Siervas de Jesús de la Caridad,

Comunidad de Vitoria

Queremos compartir la experiencia vivida en la celebración del Vía Crucis del Mundo, con su peculiar lema: “SEMBRADORES DE ESPERANZA”, que tuvo lugar en nuestra diócesis de Vitoria el día 28 de Marzo del 2026, organizado por la Obra Social “Berakah” que significa “Bendición” impulsada por las parroquias del Casco Histórico para ayudar a las personas sin recursos, a las más empobrecidas.

El acto dio comienzo a las 19:30 h. con la presencia de Monseñor Juan Carlos Elizalde, Obispo de Vitoria, en lo alto del Casco histórico, en la parroquia de Santa María, siguiendo por la plaza. Aunque el tiempo no favorecía nada por el frio intenso que hacía, se pudo apreciar la asistencia numerosa de fieles y contemplar el bonito panorama multicolor debido a la exposición de las banderas de los diversos países que participaban, eran 30 grupos y parte de estos grupos eran personas migrantes de varios países. También había un coro que amenizó el acto con cantos religiosos.

Con emoción escuchamos a muchas personas que manifestaban su dolor, por la extrema pobreza en que viven, la exclusión social e inestabilidad económica de sus vidas, pero también era una alegría ver como esas personas con su fe en Dios sienten la fuerza para mirar su situación desde la esperanza, motivándolas a vivir en la espera de una vida mejor, gracias a la Iglesia y organizaciones que las ofrecen ayuda. También escuchamos testimonios de otros grupos que viven su misión con verdadera entrega y alegría, ayudando a llevar las cruces actuales, fortalecidos por el Cristo Crucificado, pues ningún ser humano sufrió lo que El sufrió por la humanidad.

Las Siervas de Jesús junto con nuestros hermanos los Siervos de Jesús Laicos, nos sentimos privilegiadas al invitarnos a tomar parte en la Séptima Estación del Vía Crucis exponiendo nuestra misión y como Jesús dio esperanza a las mujeres de Jerusalén con sus palabras, así nosotras con la fuerza de Jesús trasmitimos también un mensaje de esperanza a las personas necesitadas, a las que sufren soledad y se encuentran solas en el mundo de hoy.
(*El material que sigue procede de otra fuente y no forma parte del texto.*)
PR #28, opened 2020-07-09
Add callback function to redirect to MatchResults

kpancha:
Adds a callback function to redirect to MatchResults after getRecommendation finishes.


project/frontend/src/pages/MatchResults.js
```diff
@@ -0,0 +1,14 @@
+import React from 'react';
+
+class MatchResults extends React.Component {
+  render() {
+    const { data } = this.props.location;
```
surbhimadan1995, line 5: is it possible to name this restaurantsList or something more descriptive than data?

PR #31, opened 2020-07-10
Make PreferenceForm component a popup modal over HomePage

alexcostaluiz:
Ready for review!

Adds the `PreferenceForm` component to the `HomePage` as a popup modal. Also configures the user traversal from `HomePage -> PreferenceForm -> MatchResultsPage`.

Also adds some utility to the Modal component, allowing it to be centered or centered horizontally using the `center` and `centerHorizontal` props.


project/frontend/src/pages/HomePage.js
```diff
@@ -1,21 +1,27 @@
...
 function HomePage() {
-  return (
-    <div className='container u-full-width'>
+  const [isPreferenceFormOpen, setIsPreferenceFormOpen] = useState(false);
+
+  const togglePreferenceForm = () => {
+    setIsPreferenceFormOpen((prev) => !prev);
+  };
+
+  return [
```
jesseelizabeth, line 15: Can you return an array like this in the render?

project/frontend/src/pages/MatchResultsPage.js
```diff
@@ -0,0 +1,9 @@
+import React from 'react';
+
+function MatchResultsPage(props) {
+  console.log(props.location.state);
```
jesseelizabeth, line 4: remove console.log?

project/frontend/src/components/PreferenceForm.js
```diff
@@ -201,7 +191,9 @@ class PreferenceForm extends React.Component {
             onChange={this.changeState}
           />
         </label>
-        <button type='submit'>Submit</button>
+        <Link to={{ pathname: '/match-results', state: this.state }}>
```
jesseelizabeth, line 192: Is there a benefit to doing the form submit this way rather than the hadleSubmit function?

project/frontend/src/pages/HomePage.js
alexcostaluiz: Yes, apparently as of React 16.x.x you can return arrays instead of having to return a root node. It gets added to the DOM like you'd expect with the elements in the array being siblings. Alternatives are wrapping in an extra `div` or 'React.Fragment' component, but I think the array is okay and cuts down on nesting.

project/frontend/src/components/PreferenceForm.js
alexcostaluiz: We decided we want to send the form state to the new page and call `getRecommendations` in the `/match-results` page instead of within this form so that users don't press submit and then get stuck looking at their form for a second or two. So doing it this way, a user presses submit and goes straight to the `/match-results` page where a loading popup will render while we wait to get data from `getRecommendations`.

We could still do this using `handleSubmit` but instead of writing an extra event handler this `Link` component will do all the work for us. Also, using this `Link` makes sure we take advantage of React's one page application functionality wherein the user's browser wont actually refresh on submit and the page navigation is done "in-place" so there's no re-downloading content from the server.

jesseelizabeth: Does this still appropriately handle the required fields?

alexcostaluiz: Oh shoot it does not.

jesseelizabeth: Yeah I think the form onSubmit handles a lot of form related things under the hood. The event.preventDefault() in the handleSubmit will prevent the page from refreshing. Instead of executing getRecommendation in the handleSubmit, just redirect to the new page, with the values on state

alexcostaluiz: I'm thinking perhaps it doesn't matter. The only two required fields are latitude and longitude, and in the future these fields will be removed, and the user will choose their location by city/address (or let the browser detect their current location) before they can open the `PreferenceForm`. Once a user gets to the preference form I don't think we will be making any form fields required just in case the user wants to see any nearby restaurants (which would kind of defeat the purpose of the algorithm, but I don't think there's a point in taking away that functionality).

jesseelizabeth: I still think we should have a form onSubmit, just to avoid any undesirable side effects in the future. Having it this way with just a re-route link has the potential to contribute to bugs

alexcostaluiz: Ah okay got it, just seeing your previous message. Will refactor. Thanks!

project/frontend/src/components/Modal.js
```diff
@@ -5,7 +5,7 @@ import React from 'react';
 /**
  * A modal window with a fixed position on the viewport.
  *
- * @param {bool} props.open True if the modal should be shown; false if it
+ * @param {boolean} props.open True if the modal should be shown; false if it
```
kpancha, line 8: nit but should this be `boolean=` like in likes 20 and 22?

project/frontend/src/pages/HomePage.js
```diff
@@ -1,21 +1,27 @@
...
+import Modal from '../components/Modal.js';
+import PreferenceForm from '../components/PreferenceForm.js';
 
 function HomePage() {
-  return (
-    <div className='container u-full-width'>
+  const [isPreferenceFormOpen, setIsPreferenceFormOpen] = useState(false);
+
+  const togglePreferenceForm = () => {
+    setIsPreferenceFormOpen((prev) => !prev);
```
miahsanchez, line 12: how come you can't you just do setIsPreferenceFormOpen(!prev)?

project/frontend/src/components/PreferenceForm.js
kpancha: Adding onto what Jesse said, I would say it would be best to send the entire state object to the MatchResultsPage instead of parsing through each field in the state. Then you can just pass the whole object in as the preferences parameter in getRecommendation

project/frontend/src/pages/MatchResultsPage.js
```diff
@@ -0,0 +1,9 @@
+import React from 'react';
+
+function MatchResultsPage(props) {
+  // Form state is in `props.location.state`.
+
+  return <p>Results page content goes here.</p>;
+}
+
+export default MatchResultsPage;
```
miahsanchez, line 9: what would happen if you changed this back to MatchResults.js ?

project/frontend/src/pages/HomePage.js
alexcostaluiz: setState functions (from a `useState` hook or `setState` in a class component) are asynchronous. So if a `setState` call relies on the previous state it is better to pass a function to `setState` than to pass an object.

This page from Reactjs.org explains it better: https://reactjs.org/docs/faq-state.html. That page is about class components but from what I've read the same thing applies to using the `useState` hook like I've done in this component.

project/frontend/src/components/Modal.js
alexcostaluiz: The `=` indicates that the param has a default value. I could give the `open` prop a default and add a `=` but semantically I think it makes more sense if open doesn't have a default, so that it's clear the parent component should be telling the modal whether it's open or not explicitly. The `center` and `centerHorizontal` props are by default set to false if they are not set explicitly by the parent component.

project/frontend/src/pages/MatchResultsPage.js
alexcostaluiz: Not sure what you mean. I just thing the name `MatchResultsPage` is better semantically because we have `HomePage` and will presumable have more pages like `UserSettingPage` or `SwipeMatchPage` and whatnot.

project/frontend/src/index.js
```diff
@@ -21,10 +21,9 @@ ReactDOM.render(
       <Router>
         <Header />
         <Switch>
-          <Route exact path='/' component={HomePage} />
-          <Route path='/find-match' component={PreferenceForm} />
```
kpancha, line 25: Why did we get rid of the preference form route?

alexcostaluiz: Didn't need it anymore since `PreferenceForm` is now a popup over the `HomePage` component.

project/frontend/src/pages/MatchResultsPage.js
miahsanchez: gotchaaa. I was just wondering if you could change it back to its original name since we're most likely going to have some conflicts and didn't know we had that naming convention!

El Vía Crucis se dio por terminado en la Catedral con las últimas estaciones y como conclusión recibimos la bendición de Monseñor Juan Carlos Elizalde. Volvimos a casa gozosas y dando gracias a Dios por este encuentro con tantos hermanos nuestros que solo desean vivir en paz y poder unirse con sus familias y también ante la inclemencia del mal tiempo fue para nosotras un motivo de ofrecimiento por aquellas personas que les falta lo necesario para vivir, para que la Providencia Divina les asista en sus necesidades.

Que todo sea para mayor gloria de Dios.